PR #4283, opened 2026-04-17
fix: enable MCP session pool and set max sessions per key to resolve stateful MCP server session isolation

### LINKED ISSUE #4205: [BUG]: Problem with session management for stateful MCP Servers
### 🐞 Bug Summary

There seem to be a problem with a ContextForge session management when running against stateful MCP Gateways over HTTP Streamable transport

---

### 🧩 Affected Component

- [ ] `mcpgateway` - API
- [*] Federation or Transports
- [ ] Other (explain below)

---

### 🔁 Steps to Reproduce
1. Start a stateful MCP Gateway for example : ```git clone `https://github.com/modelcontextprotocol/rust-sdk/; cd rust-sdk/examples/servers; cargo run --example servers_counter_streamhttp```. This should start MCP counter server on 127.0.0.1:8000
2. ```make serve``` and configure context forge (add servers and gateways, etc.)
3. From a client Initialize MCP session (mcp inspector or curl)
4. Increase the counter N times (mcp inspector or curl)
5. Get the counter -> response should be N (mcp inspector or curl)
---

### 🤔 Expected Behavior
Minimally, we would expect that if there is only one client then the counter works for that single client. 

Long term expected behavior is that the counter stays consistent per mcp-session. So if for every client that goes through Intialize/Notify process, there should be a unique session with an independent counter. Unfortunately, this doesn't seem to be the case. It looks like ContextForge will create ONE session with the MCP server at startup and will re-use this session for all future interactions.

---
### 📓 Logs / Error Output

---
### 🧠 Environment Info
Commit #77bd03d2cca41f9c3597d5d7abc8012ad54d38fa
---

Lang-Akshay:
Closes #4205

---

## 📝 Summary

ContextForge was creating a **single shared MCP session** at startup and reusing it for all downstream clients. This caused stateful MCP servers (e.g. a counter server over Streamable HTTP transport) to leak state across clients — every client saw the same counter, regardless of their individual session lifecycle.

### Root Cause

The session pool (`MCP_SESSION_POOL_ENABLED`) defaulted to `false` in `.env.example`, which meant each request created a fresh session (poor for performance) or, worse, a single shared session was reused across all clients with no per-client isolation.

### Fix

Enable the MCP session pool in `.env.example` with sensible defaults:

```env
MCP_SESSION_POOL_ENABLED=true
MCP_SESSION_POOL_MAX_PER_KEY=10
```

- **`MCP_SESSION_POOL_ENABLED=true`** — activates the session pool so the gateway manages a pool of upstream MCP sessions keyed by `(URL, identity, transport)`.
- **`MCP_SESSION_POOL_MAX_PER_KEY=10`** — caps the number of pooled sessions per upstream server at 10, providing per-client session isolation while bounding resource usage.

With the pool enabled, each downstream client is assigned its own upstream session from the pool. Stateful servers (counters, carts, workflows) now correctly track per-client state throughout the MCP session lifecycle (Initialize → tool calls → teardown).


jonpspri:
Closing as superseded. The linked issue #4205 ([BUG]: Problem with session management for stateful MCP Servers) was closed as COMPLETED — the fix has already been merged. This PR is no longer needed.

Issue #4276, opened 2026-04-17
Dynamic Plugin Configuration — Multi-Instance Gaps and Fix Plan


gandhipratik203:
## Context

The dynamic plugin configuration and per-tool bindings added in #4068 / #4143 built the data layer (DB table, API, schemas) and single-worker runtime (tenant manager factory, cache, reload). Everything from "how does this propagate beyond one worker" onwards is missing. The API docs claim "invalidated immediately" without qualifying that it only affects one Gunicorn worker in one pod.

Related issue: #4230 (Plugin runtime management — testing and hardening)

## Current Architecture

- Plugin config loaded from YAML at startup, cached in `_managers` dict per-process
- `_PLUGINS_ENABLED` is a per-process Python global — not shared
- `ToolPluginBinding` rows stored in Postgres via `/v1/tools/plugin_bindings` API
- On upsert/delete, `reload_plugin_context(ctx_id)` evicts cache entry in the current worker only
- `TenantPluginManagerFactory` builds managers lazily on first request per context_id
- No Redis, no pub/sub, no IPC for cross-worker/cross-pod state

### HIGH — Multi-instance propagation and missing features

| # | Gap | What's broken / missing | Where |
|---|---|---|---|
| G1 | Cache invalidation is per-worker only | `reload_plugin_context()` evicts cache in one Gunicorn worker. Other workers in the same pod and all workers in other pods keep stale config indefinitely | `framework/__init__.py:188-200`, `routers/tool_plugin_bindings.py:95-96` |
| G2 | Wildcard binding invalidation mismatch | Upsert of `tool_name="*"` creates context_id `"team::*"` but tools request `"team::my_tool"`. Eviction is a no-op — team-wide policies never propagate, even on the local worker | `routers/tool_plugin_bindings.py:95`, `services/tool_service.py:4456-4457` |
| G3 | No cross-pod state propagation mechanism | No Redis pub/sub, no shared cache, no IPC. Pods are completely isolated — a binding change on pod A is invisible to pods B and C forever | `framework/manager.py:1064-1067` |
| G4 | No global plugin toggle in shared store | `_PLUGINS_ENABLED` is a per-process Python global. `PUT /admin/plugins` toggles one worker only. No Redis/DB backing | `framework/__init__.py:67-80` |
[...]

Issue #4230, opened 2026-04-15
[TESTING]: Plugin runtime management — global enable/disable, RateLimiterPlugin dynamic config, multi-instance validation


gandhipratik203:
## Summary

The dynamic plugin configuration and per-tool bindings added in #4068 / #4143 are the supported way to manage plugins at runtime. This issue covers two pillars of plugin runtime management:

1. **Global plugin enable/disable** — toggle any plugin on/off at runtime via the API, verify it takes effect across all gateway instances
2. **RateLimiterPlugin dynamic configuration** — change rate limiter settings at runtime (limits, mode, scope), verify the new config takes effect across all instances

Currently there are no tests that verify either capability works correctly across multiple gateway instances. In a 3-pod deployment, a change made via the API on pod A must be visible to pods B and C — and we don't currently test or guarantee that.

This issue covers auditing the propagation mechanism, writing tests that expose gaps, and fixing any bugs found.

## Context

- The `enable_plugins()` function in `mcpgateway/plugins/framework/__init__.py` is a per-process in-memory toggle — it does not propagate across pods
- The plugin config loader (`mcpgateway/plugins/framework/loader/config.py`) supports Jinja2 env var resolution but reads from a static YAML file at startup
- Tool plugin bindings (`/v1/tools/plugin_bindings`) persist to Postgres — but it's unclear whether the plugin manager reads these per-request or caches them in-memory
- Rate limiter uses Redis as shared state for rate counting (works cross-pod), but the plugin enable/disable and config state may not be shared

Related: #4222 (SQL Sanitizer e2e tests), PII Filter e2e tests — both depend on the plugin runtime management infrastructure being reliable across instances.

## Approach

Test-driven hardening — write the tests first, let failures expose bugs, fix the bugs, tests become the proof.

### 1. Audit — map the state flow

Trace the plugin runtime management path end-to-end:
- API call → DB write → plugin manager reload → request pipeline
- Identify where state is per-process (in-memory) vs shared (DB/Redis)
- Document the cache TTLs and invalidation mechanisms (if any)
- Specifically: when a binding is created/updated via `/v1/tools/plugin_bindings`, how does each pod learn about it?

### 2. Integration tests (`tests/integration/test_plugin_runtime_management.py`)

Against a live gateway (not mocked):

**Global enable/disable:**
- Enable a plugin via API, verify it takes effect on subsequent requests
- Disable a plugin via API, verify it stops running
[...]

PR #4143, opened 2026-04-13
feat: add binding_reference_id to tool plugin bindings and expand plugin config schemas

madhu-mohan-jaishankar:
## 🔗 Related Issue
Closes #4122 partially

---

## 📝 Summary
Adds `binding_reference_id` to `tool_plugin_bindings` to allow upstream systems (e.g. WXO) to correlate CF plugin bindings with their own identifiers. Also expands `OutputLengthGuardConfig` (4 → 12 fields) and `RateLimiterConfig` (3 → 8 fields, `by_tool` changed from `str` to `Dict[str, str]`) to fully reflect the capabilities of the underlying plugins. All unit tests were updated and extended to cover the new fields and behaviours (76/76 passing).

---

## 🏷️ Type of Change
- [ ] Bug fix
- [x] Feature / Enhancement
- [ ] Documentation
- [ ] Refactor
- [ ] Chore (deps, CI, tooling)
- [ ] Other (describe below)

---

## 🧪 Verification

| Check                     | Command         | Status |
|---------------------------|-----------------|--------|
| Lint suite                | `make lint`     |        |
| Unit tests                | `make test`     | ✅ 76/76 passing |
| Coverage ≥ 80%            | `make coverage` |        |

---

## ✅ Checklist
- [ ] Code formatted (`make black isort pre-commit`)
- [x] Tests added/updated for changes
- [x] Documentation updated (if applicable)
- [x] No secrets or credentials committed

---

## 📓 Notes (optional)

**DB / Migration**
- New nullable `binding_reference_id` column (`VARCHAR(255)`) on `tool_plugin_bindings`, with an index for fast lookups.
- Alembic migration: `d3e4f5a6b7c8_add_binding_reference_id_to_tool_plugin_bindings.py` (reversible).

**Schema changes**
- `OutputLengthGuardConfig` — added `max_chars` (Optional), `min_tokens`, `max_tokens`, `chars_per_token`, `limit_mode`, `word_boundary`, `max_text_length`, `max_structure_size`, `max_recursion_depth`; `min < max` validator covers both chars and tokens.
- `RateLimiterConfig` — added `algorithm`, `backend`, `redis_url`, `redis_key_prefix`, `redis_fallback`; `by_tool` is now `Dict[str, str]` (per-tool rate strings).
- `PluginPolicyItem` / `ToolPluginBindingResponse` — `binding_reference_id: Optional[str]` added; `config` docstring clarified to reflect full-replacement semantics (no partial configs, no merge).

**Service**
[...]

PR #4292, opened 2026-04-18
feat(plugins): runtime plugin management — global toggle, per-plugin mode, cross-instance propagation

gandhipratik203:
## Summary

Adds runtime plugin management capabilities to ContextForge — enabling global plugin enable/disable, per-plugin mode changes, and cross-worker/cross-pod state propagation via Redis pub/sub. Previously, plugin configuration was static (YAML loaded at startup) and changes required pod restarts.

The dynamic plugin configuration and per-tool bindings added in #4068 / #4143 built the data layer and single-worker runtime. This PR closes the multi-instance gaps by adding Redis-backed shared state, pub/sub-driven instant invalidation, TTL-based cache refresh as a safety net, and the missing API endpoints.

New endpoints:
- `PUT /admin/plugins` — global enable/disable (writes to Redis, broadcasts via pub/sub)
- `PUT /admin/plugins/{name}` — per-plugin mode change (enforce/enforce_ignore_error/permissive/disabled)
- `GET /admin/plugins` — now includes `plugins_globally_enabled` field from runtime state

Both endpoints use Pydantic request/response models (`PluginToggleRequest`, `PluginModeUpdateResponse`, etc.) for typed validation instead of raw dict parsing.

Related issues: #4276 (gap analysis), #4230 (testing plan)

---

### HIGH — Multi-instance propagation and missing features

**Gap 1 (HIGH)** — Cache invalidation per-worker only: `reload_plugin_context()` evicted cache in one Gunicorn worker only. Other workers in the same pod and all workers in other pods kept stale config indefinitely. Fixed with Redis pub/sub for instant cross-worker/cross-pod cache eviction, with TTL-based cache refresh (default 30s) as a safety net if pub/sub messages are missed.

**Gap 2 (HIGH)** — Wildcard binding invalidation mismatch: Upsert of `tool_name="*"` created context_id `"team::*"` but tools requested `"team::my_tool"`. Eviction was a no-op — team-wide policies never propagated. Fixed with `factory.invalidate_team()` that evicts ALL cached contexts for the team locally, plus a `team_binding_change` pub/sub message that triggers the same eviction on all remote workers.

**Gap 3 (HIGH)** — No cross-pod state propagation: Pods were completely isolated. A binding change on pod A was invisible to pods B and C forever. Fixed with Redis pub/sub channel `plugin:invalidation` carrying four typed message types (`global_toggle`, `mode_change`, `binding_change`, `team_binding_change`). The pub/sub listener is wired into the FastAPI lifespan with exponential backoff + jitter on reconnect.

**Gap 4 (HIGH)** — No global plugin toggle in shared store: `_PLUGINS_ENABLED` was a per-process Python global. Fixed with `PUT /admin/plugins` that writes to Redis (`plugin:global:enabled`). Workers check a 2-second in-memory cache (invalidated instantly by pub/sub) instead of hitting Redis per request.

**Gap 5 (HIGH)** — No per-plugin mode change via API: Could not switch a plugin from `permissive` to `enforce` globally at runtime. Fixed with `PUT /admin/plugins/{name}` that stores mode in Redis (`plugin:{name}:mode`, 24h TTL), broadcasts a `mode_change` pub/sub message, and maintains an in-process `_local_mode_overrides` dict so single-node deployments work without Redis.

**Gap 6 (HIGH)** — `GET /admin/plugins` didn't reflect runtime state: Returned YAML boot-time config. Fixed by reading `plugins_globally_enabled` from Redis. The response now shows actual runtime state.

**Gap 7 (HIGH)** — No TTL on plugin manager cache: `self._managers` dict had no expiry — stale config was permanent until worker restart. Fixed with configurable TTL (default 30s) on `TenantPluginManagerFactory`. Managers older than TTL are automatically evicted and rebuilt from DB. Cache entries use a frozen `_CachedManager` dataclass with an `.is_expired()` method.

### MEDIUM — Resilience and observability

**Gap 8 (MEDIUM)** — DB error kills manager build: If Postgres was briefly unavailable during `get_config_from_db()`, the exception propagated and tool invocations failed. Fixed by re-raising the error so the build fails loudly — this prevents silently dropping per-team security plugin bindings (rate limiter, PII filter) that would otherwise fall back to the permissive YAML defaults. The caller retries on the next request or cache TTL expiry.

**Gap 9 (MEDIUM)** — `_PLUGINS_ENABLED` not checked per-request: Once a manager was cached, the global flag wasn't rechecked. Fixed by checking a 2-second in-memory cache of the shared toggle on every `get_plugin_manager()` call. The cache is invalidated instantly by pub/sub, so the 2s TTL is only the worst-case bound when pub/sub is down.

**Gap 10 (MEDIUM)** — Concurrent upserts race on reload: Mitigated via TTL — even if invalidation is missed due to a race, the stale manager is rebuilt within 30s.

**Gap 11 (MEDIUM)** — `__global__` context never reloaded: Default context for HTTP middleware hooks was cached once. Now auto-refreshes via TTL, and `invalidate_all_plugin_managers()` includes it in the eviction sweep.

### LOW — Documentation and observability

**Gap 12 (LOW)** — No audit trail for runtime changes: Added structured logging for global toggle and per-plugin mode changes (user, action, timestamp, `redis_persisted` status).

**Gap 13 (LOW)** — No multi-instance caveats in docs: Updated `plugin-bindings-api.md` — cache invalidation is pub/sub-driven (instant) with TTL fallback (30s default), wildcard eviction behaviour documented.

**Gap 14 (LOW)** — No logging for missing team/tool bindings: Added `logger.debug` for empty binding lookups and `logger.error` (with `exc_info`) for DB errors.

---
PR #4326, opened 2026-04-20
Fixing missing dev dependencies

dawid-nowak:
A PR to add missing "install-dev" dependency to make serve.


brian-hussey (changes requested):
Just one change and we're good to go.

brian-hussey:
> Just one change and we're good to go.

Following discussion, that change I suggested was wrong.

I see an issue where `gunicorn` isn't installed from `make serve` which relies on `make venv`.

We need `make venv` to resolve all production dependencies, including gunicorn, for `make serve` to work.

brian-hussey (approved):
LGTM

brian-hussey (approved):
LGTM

### Task directions
Search the listing for the word "takes" and return each line that holds it.

### Response for this exercise
1. **Global plugin enable/disable** — toggle any plugin on/off at runtime via the API, verify it takes effect across all gateway instances
2. **RateLimiterPlugin dynamic configuration** — change rate limiter settings at runtime (limits, mode, scope), verify the new config takes effect across all instances
- Enable a plugin via API, verify it takes effect on subsequent requests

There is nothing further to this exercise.